-- Data for processing --
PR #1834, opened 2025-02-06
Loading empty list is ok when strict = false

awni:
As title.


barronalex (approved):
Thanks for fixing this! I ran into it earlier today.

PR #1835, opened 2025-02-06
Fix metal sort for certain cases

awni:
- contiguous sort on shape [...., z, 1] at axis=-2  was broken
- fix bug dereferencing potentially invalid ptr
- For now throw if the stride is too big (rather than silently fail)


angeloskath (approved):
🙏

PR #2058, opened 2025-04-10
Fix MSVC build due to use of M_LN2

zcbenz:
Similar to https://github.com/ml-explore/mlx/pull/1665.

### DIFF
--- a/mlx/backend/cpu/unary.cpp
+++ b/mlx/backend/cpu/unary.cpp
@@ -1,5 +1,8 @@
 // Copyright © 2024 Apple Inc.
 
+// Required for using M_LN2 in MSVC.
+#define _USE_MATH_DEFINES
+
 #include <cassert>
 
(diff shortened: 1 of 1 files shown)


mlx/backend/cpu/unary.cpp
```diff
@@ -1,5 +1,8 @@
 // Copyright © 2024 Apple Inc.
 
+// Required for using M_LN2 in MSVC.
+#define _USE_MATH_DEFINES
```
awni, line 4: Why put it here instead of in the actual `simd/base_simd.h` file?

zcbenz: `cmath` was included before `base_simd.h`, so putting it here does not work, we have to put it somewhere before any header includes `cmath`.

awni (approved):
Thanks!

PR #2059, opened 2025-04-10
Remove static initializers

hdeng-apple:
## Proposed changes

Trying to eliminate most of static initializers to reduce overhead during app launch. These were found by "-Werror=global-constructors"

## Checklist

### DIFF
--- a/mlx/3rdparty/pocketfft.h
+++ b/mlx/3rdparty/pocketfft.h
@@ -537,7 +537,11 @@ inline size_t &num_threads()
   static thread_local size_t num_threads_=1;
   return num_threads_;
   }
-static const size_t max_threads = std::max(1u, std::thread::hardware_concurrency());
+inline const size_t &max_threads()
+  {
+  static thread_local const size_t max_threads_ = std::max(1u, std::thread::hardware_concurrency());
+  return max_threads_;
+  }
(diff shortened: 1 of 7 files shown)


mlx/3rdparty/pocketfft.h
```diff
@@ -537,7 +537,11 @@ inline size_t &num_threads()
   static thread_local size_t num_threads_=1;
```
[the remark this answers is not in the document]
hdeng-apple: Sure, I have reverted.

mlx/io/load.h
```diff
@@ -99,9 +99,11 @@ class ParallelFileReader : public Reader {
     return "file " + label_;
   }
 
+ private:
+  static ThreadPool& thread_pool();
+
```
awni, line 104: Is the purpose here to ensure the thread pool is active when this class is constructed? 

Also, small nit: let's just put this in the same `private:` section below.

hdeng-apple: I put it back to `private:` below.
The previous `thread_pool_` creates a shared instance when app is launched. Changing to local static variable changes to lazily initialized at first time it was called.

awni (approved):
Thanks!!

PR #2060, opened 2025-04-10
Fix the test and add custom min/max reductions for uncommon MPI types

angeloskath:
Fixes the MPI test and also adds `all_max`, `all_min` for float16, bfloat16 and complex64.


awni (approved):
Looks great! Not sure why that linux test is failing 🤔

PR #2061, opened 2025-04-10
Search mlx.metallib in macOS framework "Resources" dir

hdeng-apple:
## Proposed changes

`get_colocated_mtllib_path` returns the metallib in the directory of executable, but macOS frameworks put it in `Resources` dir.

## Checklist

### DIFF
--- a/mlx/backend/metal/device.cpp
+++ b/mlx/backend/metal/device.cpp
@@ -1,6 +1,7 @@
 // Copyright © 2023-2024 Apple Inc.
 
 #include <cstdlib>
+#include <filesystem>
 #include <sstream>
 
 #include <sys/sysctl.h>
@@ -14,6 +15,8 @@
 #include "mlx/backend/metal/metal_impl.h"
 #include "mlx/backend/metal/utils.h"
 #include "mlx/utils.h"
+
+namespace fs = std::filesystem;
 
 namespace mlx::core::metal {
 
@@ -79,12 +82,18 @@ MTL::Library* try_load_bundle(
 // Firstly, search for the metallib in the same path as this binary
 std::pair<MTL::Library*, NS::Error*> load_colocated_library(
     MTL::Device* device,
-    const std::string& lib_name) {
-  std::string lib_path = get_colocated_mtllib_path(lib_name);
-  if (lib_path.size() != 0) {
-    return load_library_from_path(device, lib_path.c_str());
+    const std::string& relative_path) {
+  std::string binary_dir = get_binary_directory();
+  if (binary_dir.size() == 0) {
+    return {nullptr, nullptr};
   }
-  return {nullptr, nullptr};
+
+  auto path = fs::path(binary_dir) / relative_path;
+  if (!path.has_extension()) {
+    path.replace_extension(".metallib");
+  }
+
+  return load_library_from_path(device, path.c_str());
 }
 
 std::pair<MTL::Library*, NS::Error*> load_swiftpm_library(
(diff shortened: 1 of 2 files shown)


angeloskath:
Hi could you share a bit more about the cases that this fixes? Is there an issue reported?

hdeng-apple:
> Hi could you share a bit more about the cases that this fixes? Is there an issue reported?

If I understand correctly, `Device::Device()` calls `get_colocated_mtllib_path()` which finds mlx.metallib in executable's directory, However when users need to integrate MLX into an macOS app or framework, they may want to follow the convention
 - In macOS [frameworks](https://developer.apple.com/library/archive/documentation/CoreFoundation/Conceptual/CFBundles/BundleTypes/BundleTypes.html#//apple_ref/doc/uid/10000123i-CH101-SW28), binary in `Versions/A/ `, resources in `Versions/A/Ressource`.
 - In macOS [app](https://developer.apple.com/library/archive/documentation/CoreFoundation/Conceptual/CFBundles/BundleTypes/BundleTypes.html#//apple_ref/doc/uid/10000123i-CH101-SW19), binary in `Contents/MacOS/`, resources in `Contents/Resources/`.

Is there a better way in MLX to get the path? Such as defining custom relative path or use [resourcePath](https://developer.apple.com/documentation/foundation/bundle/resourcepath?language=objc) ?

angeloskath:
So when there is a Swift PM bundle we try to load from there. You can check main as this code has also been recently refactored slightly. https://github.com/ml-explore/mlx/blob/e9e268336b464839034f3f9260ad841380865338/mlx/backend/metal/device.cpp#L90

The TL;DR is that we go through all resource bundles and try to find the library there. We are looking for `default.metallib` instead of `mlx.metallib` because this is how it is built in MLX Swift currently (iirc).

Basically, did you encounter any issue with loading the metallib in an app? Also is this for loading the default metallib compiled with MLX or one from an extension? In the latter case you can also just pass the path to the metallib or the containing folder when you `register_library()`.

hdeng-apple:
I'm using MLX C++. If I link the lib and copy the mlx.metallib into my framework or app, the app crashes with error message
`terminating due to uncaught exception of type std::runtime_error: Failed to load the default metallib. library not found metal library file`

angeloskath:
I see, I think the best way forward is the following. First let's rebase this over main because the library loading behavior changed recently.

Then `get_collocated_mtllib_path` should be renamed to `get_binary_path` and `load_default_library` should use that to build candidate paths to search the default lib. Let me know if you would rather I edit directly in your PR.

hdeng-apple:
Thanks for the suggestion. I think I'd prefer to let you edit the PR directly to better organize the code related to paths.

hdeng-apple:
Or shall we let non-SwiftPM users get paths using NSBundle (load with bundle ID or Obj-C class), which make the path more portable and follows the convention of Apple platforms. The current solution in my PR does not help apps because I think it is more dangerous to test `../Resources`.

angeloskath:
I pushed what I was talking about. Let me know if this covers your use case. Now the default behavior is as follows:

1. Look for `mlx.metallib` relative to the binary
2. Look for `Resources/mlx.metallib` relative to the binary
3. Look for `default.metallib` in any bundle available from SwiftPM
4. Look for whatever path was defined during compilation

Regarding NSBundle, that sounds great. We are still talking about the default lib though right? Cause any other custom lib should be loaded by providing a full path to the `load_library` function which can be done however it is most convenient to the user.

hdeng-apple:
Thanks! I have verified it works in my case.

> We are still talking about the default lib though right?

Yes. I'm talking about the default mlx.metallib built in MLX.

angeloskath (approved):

-- What the task asks --
Where a line in the entries holds the word "frameworks", copy that line.

-- Response area --
`get_colocated_mtllib_path` returns the metallib in the directory of executable, but macOS frameworks put it in `Resources` dir.
 - In macOS [frameworks](https://developer.apple.com/library/archive/documentation/CoreFoundation/Conceptual/CFBundles/BundleTypes/BundleTypes.html#//apple_ref/doc/uid/10000123i-CH101-SW28), binary in `Versions/A/ `, resources in `Versions/A/Ressource`.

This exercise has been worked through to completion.